06:30 朝日が自分達のいる東斜面を黄色に染め上げていく。今日一日の青空を約束してくれたかのように光が強くなる。雪の上を歩くことが多くなってきたので安全を優先させてアイゼンを履く。
07:32 4千メートルに建つソルベイ小屋を真上に見るようになると岩の角度が大きくなりロープを出す。プルージックの役目をする小道具を使って登るがホールドが多く確実に上がっていける。8時にソルベイ小屋に着いた。しかしこの時点で4時にヘルンリ小屋を出発した数パーティに抜かれていた。二人一組で登ることが基本となっているこの山で、4人で動くことは絶対的に時間を消費してしまう。
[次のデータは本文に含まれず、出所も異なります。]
PR #3322, opened 2023-08-28
Implement reauth workflow in latte

tung2744:


pkg/latte/intent_reauthenticate.go
```diff
@@ -0,0 +1,88 @@
...
+	userID, err := i.userID(ctx)
+	if err != nil {
+		return nil, err
+	}
+
+	switch len(w.Nodes) {
+	case 0:
+		if err != nil {
+			return nil, err
+		}
```
louischan-oursky, line 56: This err checking block is redundant.

pkg/latte/intent_reauthenticate.go
```diff
@@ -0,0 +1,88 @@
...
+		return workflow.NewSubWorkflow(&IntentAuthenticatePassword{
+			UserID:            userID,
+			AuthenticatorKind: authenticator.KindPrimary,
+		}), nil
+	case 1:
+		return workflow.NewSubWorkflow(&IntentCreateSession{
```
louischan-oursky, line 62: IntentCreateSession actually does not implement the logic for reauthenticate. Please refer to do_ensure_session.go to add the missing logic.

tung2744: @louischan-oursky I am not sure if I understand it correctly:
In `do_ensure_session`, if mode is `EnsureSessionModeNoop`, basically nothing will be done except updating the login time.
And the condition of using `EnsureSessionModeNoop` is `SuppressIDPSessionCookie`, which means `x_sso_enabled` is not true.
In latte case, `x_sso_enabled` should be always false, therefore actually we only need to update the login time?

tung2744: In fact, it seems `IntentCreateSession` already handles reauth correctly, as it will skip session creation using `SkipCreate` by checking `SuppressIDPSessionCookie`.

louischan-oursky: Oh, you're correct. I am sorry that I overlooked in latte case SuppressIDPSessionCookie is always true.

pkg/latte/intent_reauthenticate.go
tung2744: Handled in [ae3db4b](https://github.com/authgear/authgear-server/pull/3322/commits/ae3db4b3079c7174b8f18f6c7dd42ad2603d9f1d)

pkg/latte/intent_reauthenticate.go
tung2744: I refactored the code in latte so that it looks more similar to the original workflow in 20fee68

louischan-oursky: Thank you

ソルベイ小屋以降はルートは1本になり迷うことは無い。しかしそれは大渋滞を引き起こすことになった。後ろから追い上げてくるパーティと下山してくるパーティが入り乱れ、どちらが先にルートを塞ぐかの駆け引きになり多くの場合一歩のストライドが大きな外人に軍配が上がってしまう。リーダーは2時をめどに山頂を考えていたようだが歩を進めることができない時間のほうが多くなり時計を見るたびに経過スピードが加速していく。
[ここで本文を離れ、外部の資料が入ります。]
Issue #3353, opened 2023-09-12
Return Client ID in Session Node


fungc-io:
**Problem**

- In the Session node, it only contains the following info
  - `createdAt`
  - `createdByIP`
  - `displayName`
  - `lastAccessedAt`
  - `lastAccessedByIP`
  - `type`: `IDP` or `OFFLINE_GRANT`
  - `updatedAt`

If there are multiple sessions from the same device, say multiple apps, the developer is unable to identify which sessions correspond to which app. So they cannot see which app are logged in (have valid tokens) and it's hard to revoke the specific token related to the app.

**Appetite**

2 weeks

**Solution**

- Suggest to show the **Client ID** of the session so the dev knows which app it is.
- For `type = "IDP"`, client ID should be `null` because the session is for SSO, i.e. it's a device-wide session, it's not specific to a certain client ID.

**Rabbit holes**
> Details about the solution worth calling out to avoid problems

**No-goes**
> Functionality or use cases we intentionally aren’t covering to fit the appetite

louischan-oursky:
Remember the type of clientID should be `*string`.

tung2744:
@fungc-io Do we need to add client id in portal session list too?

tung2744:
- Currently settings screen grouped sso session together
- Portal lists session from user query as is

- Rewrite the query in portal such that it groups the session in the same way in settings

fungc-io:
@tung2744 yes please

fungc-io:
@tung2744 I found a problem


![Image](https://github.com/authgear/authgear-server/assets/15207470/f6b141d7-c50a-485a-872c-12f0162332e1)

The default length of our random generated client ID is truncated in the table, which is missing the last 3 characters, and it looks weird,
Can we adjust the width so it is showing the full client id?

fungc-io:
checked ok

PR #3374, opened 2023-09-20
Include client id in session node

tung2744:
ref #3353 
Screenshot 2023-09-20 at 7 39 17 PM


louischan-oursky:
Looks good to me. See if @fungc-io has any comments.

fungc-io:
yes this looks good 👍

日が傾き東斜面が影に入ると気温がぐっと下がってきた。濡れた手袋が急に体温を奪い始める。このまま上に向かった場合どこで日が落ちるのかを考えるといい結果はでて来そうにない。トップはロープ一本分上部にいたがリーダーに戻りたいと意思を伝える。後に解ることだがトップを進んでいた仲間は山頂ビバークを念頭においていたという。明日の天気予報が思わしくなかったこの時点で僕はその選択肢を持っていなかった。しかし結果的には翌日に迎えた朝は何ひとつシミを作るものの無い快晴であった。
14:50 到達地点4200m。下山を開始する。しかし簡単に下れるルートではない。あいまいな一歩が千mの滑落につながりかねない。懸垂下降の繰り返しが続きだんだん気がめいってくる。ロープを出さずに降りることが多くなり20mほどの雪渓トラバースでは緊張が走る。繋がれている、という安心感が安全な行動を生むという基本を守ろうと後の反省点となる。
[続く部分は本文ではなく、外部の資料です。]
Issue #3275, opened 2023-07-31
Execute SignupLoginFlow


louischan-oursky:
To be filled in

fungc-io:
Move to the next cycle because of other priorities.

PR #3375, opened 2023-09-20
Support SignupLoginFlow

louischan-oursky:
ref #3275


pkg/auth/handler/api/authenticationflow_v1_create.go
```diff
@@ -15,35 +15,31 @@ import (
...
-			"type": "array",
-			"items": {
-				"type": "object"
-			}
-		}
-	}
+var AuthenticationFlowV1NonRestfulCreateRequestSchema *validation.SimpleSchema
+
+func init() {
+	b := validation.SchemaBuilder{}.Type(validation.TypeObject)
```
tung2744, line 29: Why we need to construct the schema in init?

louischan-oursky: Because I need to build the schema, which references authflow.AllFlowTypes.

19:20 ソルベイ小屋に戻ってきた。上り6時間かかったところに下り4時間半を費やし距離の長さを実感する。日没が9時前後なのでとてもヘルンリ小屋までは明るいうちにはたどり着けないという判断によりここで夜を明かすことにする。荷物軽量化のために水・食料はギリギリしか持っていない。先陣が置いていったパンを消費期限を気にしながら食べる。下痢にならずに明日を迎えられたらよしとしよう。毛布は一人に一つ分けることが出来たが1つのマットレスに3人で横になりツェルトをかぶる。リーダーは緊張の連続を強いられていたのだろう、何を食べるわけでもなく座ったまま眠ってしまいそのまま長いすに横になって朝を迎えた。他に一組のカップル、計6人がソルベイ小屋への避難者となった。
8月17日
07:10 ソルベイ小屋から下に向かう。天気はすこぶる快晴、昨日の判断がよかったのか自分を責める。「上に行くかぁ」冗談のように言ったリーダーだが水が無いことが下に向かわせた。昨日暗い中上ってきたコースを確認しながら降りるが大分寄り道が多かったらしい。初めて見る部分も多い。
11:30 ヘルンリ小屋に戻る。快晴は続いており悔しさが隠せない。しかし自分がシャリバテになったときの状況を想像するに仕切りなおしが妥当だと自分で結論づける。各々がどうしたら山頂に立てるか、思案しながらツェルマットのアパートに戻ったのは4時を過ぎていた。